- Born: France
- Education: Purdue University; Johns Hopkins University;
- Known for: Searchable symmetric encryption, structured encryption
- Scientific career
- Fields: Computer science, cryptography
- Workplaces: Brown University; Aroki Systems; Microsoft Research;
- Doctoral advisor: Fabian Monrose
- Website: www.senykamara.com

= Seny Kamara =

American computer scientist

Seny Kamara is a Senegalese-French-American computer scientist best known for his work on cryptography. He has delivered multiple congressional testimonies about the potential harms and opportunities with technology. He leads or co-leads numerous centers and activities focused on cryptography and social good. His work has been covered extensively in high-profile media, including Wired and Forbes.

==Education==

Kamara received his bachelor's degree in Computer Science from Purdue University in 2001. He received his master's degree and PhD in Computer Science from Johns Hopkins University in 2008. His dissertation, "Computing Securely with Untrusted Resources", explored cryptographic problems in the setting of cloud computing including searchable symmetric encryption and proofs of storage.

==Career==
Kamara is an associate professor of computer science at Brown University. He has worked as a chief scientist at Aroki Systems, as a principal scientist at MongoDB, and as a researcher at Microsoft Research. At Brown University, he co-directs the Encrypted Systems Lab and is affiliated with the CAPS group, the Data Science Initiative, the Center for Human Rights and Humanitarian Studies and the Policy Lab. He teaches a popular Algorithms for the People course that surveys, critiques, and aspires to address the ways in which computer science and technology affect marginalized communities.

== Research ==
Kamara is one of the principal contributors to the field of encrypted search and to searchable symmetric encryption (SSE). With Reza Curtmola, Juan Garay and Rafail Ostrovsky, he proposed the first SSE constructions to achieve optimal search time.

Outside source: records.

PR #956, opened 2026-05-18
fixed stitch prediction to take channel dim from predictions not original (input) data

### LINKED ISSUE #948: Stitching tiled predictions fails when prediction channels are different from input's channel
```bash
```

mese79:
## Disclaimer

- [ ] I am an AI agent.

## Description

> [!NOTE]  
> **tldr**: This will fix stitching tiled predictions back into original input shape *but* getting the `channel` dimension from the predictions and not the original data.

In some cases, like `microSplit` or `lambdaSplit`, the predicted output might have a different channel dimension than the input data. This PR will fix the issue (See #948) .

### Overview - what changed?

In `stitch_single_prediction` and `stitch_single_sample`, the `data_shape` will have the `channel` dimension of the predictions and not the original input data.
```python
num_tiles = tiles[0].data_shape[0]
out_channels = tiles[0].data.shape[0]
data_shape = (num_tiles, out_channels, *tiles[0].data_shape[2:])
```

- `stitch_single_prediction` and `stitch_single_sample` functions in `src/careamics/lightning/prediction/stitch_prediction.py` are modified.

## How has this been tested?
A test is added in `tests/lightning/prediction/test_ng_stitch_tiled_prediction.py`.  
All other `prediction` tests are passed as well.

## Related Issues

- Resolves #948 

---

- [x] Pre-commit passes

### DIFF
--- a/src/careamics/lightning/prediction/stitch_prediction.py
+++ b/src/careamics/lightning/prediction/stitch_prediction.py
@@ -103,7 +103,9 @@ def stitch_single_prediction(
     numpy.ndarray
         Full image, with dimensions SC(Z)YX.
     """
-    data_shape = tiles[0].data_shape
+    num_tiles = tiles[0].data_shape[0]
+    out_channels = tiles[0].data.shape[0]
+    data_shape = (num_tiles, out_channels, *tiles[0].data_shape[2:])
     predicted_image = np.zeros(data_shape, dtype=np.float32)
 
     # stitch each sample separately
@@ -148,7 +150,9 @@ def stitch_single_sample(
     numpy.ndarray
         Full sample, with dimensions C(Z)YX.
     """
-    data_shape = tiles[0].data_shape  # SC(Z)YX
+    num_tiles = tiles[0].data_shape[0]
+    out_channels = tiles[0].data.shape[0]
+    data_shape = (num_tiles, out_channels, *tiles[0].data_shape[2:])  # SC(Z)YX
     predicted_sample = np.zeros(data_shape[1:], dtype=np.float32)
 
     for tile in tiles:
--- a/tests/lightning/prediction/test_ng_stitch_tiled_prediction.py
+++ b/tests/lightning/prediction/test_ng_stitch_tiled_prediction.py
@@ -1,0 +1,99 @@
+import numpy as np
+import pytest
+from numpy.typing import NDArray
+
+from careamics.config.data import (
+    DataConfig,
+    TiledPatchingConfig,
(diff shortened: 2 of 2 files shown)


jdeschamps (changes requested):
There are more places where this will be an issue:

- `convert_prediction.py`
- `zarr_tile_write_strategy.py`

The best would be that the dataset would write the `original_data_shape` with the correct channel number, unfortunately this is not known from the configuration. Currently, in the UNet case, a model constraints is passed and it could hold the number of output channels. So this could be used.

However, it can be `None` (Lightning API, LVAE until we implement model constraints for the LVAE).

I see two ways:
- implement the fix everywhere (annoying, harder to maintain)
- implement n_output channels in model constraints, LVAE model constraints, update `original_data_size`

@mese79 @melisande-c

mese79:
I tried another approach and it seems working (tests were passed). I suggest to update the `ImageRegionData` class like this:
```python
@dataclass
class ImageRegionData(Generic[RegionSpecs]):
    data: NDArray
    source: Union[str, Literal["array"]]
    dtype: str
    axes: str
    internal_data_shape: Sequence[int]
    original_data_shape: Sequence[int]
    region_spec: RegionSpecs
    additional_metadata: dict[str, Any]

    @property
    def data_shape(self) -> Sequence[int | Tensor]:
        num_patches: int | Tensor = self.internal_data_shape[0]
        num_channels: int | Tensor
        if isinstance(num_patches, Tensor):
            # batch mode
            num_channels = torch.tensor([self.data.shape[1]] * len(num_patches))
        else:
            num_channels = self.data.shape[0]

        return [num_patches, num_channels, *self.internal_data_shape[2:]]  # SC(Z)YX
```
The `data_shape` will be a read-only property and return the correct shape with respect to carrying data either in single instance or in *batch* modes. The `internal_data_shape` holds the ordered original data shape. 
Then we need to register a proper `collate_fn` for this class once:
```python
from torch.utils.data._utils.collate import default_collate, default_collate_fn_map
...
def collate_region_data(batch, collate_fn_map=None):
    # collate each field of ImageRegionData class as a batch.
    field_names = [f.name for f in fields(ImageRegionData)]
    return ImageRegionData(**{
        name: default_collate([getattr(region_data, name) for region_data in batch])
        for name in field_names
    })  # type: ignore


# register the collate function handler
default_collate_fn_map[ImageRegionData] = collate_region_data
```

jdeschamps:
Superseded by https://github.com/CAREamics/careamics/pull/993

PR #975, opened 2026-06-12
CI(docs): Reduce training time for testing snippet examples

melisande-c:
## Disclaimer

- [ ] I am an AI agent.

## Description

> [!NOTE]  
> **tldr**: CI for docs snippets was taking a long time because some snippets are training on a lot of data. This PR reduces the training data (without changing the snippets shown in the docs), with either, `limit_train_batches`, reducing the epochs or, swapping the input data with smaller dummy data.

All the changes happen between snippets, so they are not visible on the website.

In `docs/current/getting_started.py` it still trains for 30 epochs, once for n2v and once for care, but this all happens in one snippet so the configuration cannot be changed before training.

- [x] Pre-commit passes

### DIFF
--- a/docs/current/careamist_training.py
+++ b/docs/current/careamist_training.py
@@ -1,18 +1,22 @@
 #!/usr/bin/env python
 import numpy as np
-from careamics.config.factories import create_n2v_config, create_care_config
-from careamics.dataset.factory import ReadFuncLoading
+from careamics.config.factories import (
+    create_advanced_n2v_config,
+    create_advanced_care_config,
+)
 
 # create a configuration
-config_n2v = create_n2v_config(
+config_n2v = create_advanced_n2v_config(
     experiment_name="n2v",
     data_type="array",
     axes="YX",
     patch_size=[64, 64],
     batch_size=8,
     num_epochs=1,
+    n_val_patches=2,
+    trainer_params={"limit_train_batches": 1},
 )
-config_care = create_care_config(
+config_care = create_advanced_care_config(
     experiment_name="care",
     data_type="array",
     axes="YX",
@@ -20,6 +24,7 @@ config_care = create_care_config(
     batch_size=8,
     num_epochs=1,
     n_val_patches=2,
+    trainer_params={"limit_train_batches": 1},
 )
 config = config_n2v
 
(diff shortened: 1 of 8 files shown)


docs/current/careamist_training.py
```diff
@@ -1,25 +1,30 @@
...
-config_care = create_care_config(
+config_care = create_advanced_care_config(
     experiment_name="care",
     data_type="array",
     axes="YX",
     patch_size=[64, 64],
     batch_size=8,
     num_epochs=1,
     n_val_patches=2,
+    trainer_params={"limit_train_batches": 1},
```
jdeschamps: Why not using `num_steps`?

docs/current/getting_started.py
```diff
@@ -3,7 +3,8 @@
 # %%
 import numpy as np
 
-train_data = np.random.randint(0, 255, (512, 512)).astype(np.float32)
+# cannot be 1 patch because of n_val_patches
+train_data = np.random.randint(0, 255, (64 * 4, 64 * 8)).astype(np.float32)
```
jdeschamps, line 7: Can you try to use two snippets one after the other and inject a configuration in between?

jdeschamps (approved):

docs/current/careamist_training.py
melisande-c: oh I guess I forgot that we added that

docs/current/getting_started.py
melisande-c: I will have to edit the getting started mark down file

melisande-c: but ok can do

melisande-c: mm it might look a bit weird splitting the snippet in two, currently the snippets CI is running quicker than the pytest CIs, so maybe its ok to leave it like this.
Screenshot 2026-06-12 at 16 00 59

docs/current/careamist_training.py
melisande-c: done in [0f7ba45](https://github.com/CAREamics/careamics/pull/975/commits/0f7ba458e3e136c46f27a44fa62c7ab574d1f2fd)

Along with Melissa Chase, he later introduced structured encryption, which underlies most practical SSE and encrypted database schemes.

==Public work==

Kamara gave congressional testimony to the U.S. House Committee on Space, Science, and Technology in 2021, where he argued for considering the harms technology can cause, and advocated for computer science and technology communities to work to mitigate those harms. Also in 2021, he collaborated with Senator Ron Wyden to advocate for an encrypted gun registry. In 2019, he delivered congressional testimony to the Financial Services Committee of the U.S. House of Representatives about how data uses in the financial industry have the potential to erode consumer privacy and increase discrimination. He joined a National Academy of Sciences committee focused on "Law Enforcement and Intelligence Access to Plaintext Information in an Era of Widespread Strong Encryption: Options and Tradeoffs", which produced a report on encryption and cybersecurity.

==Publications==
Kamara's most cited publications are:

- Reza Curtmola, Juan Garay, Seny Kamara, Rafail Ostrovsky, Searchable symmetric encryption: improved definitions and efficient constructions (2011). Journal of Computer Security 19:895-934 (cited 2830 times, according to Google Scholar).
- Seny Kamara, Kristin Lauter, Cryptographic cloud storage (2010). International Conference on Financial Cryptography and Data Security, 136-149 (cited 1880 times, according to Google Scholar).
- Seny Kamara, Charalampos Papamanthou, Tom Roeder, Dynamic searchable symmetric encryption (2012). Proceedings of the 2012 ACM conference on Computer and communications (cited 1063 times, according to Google Scholar).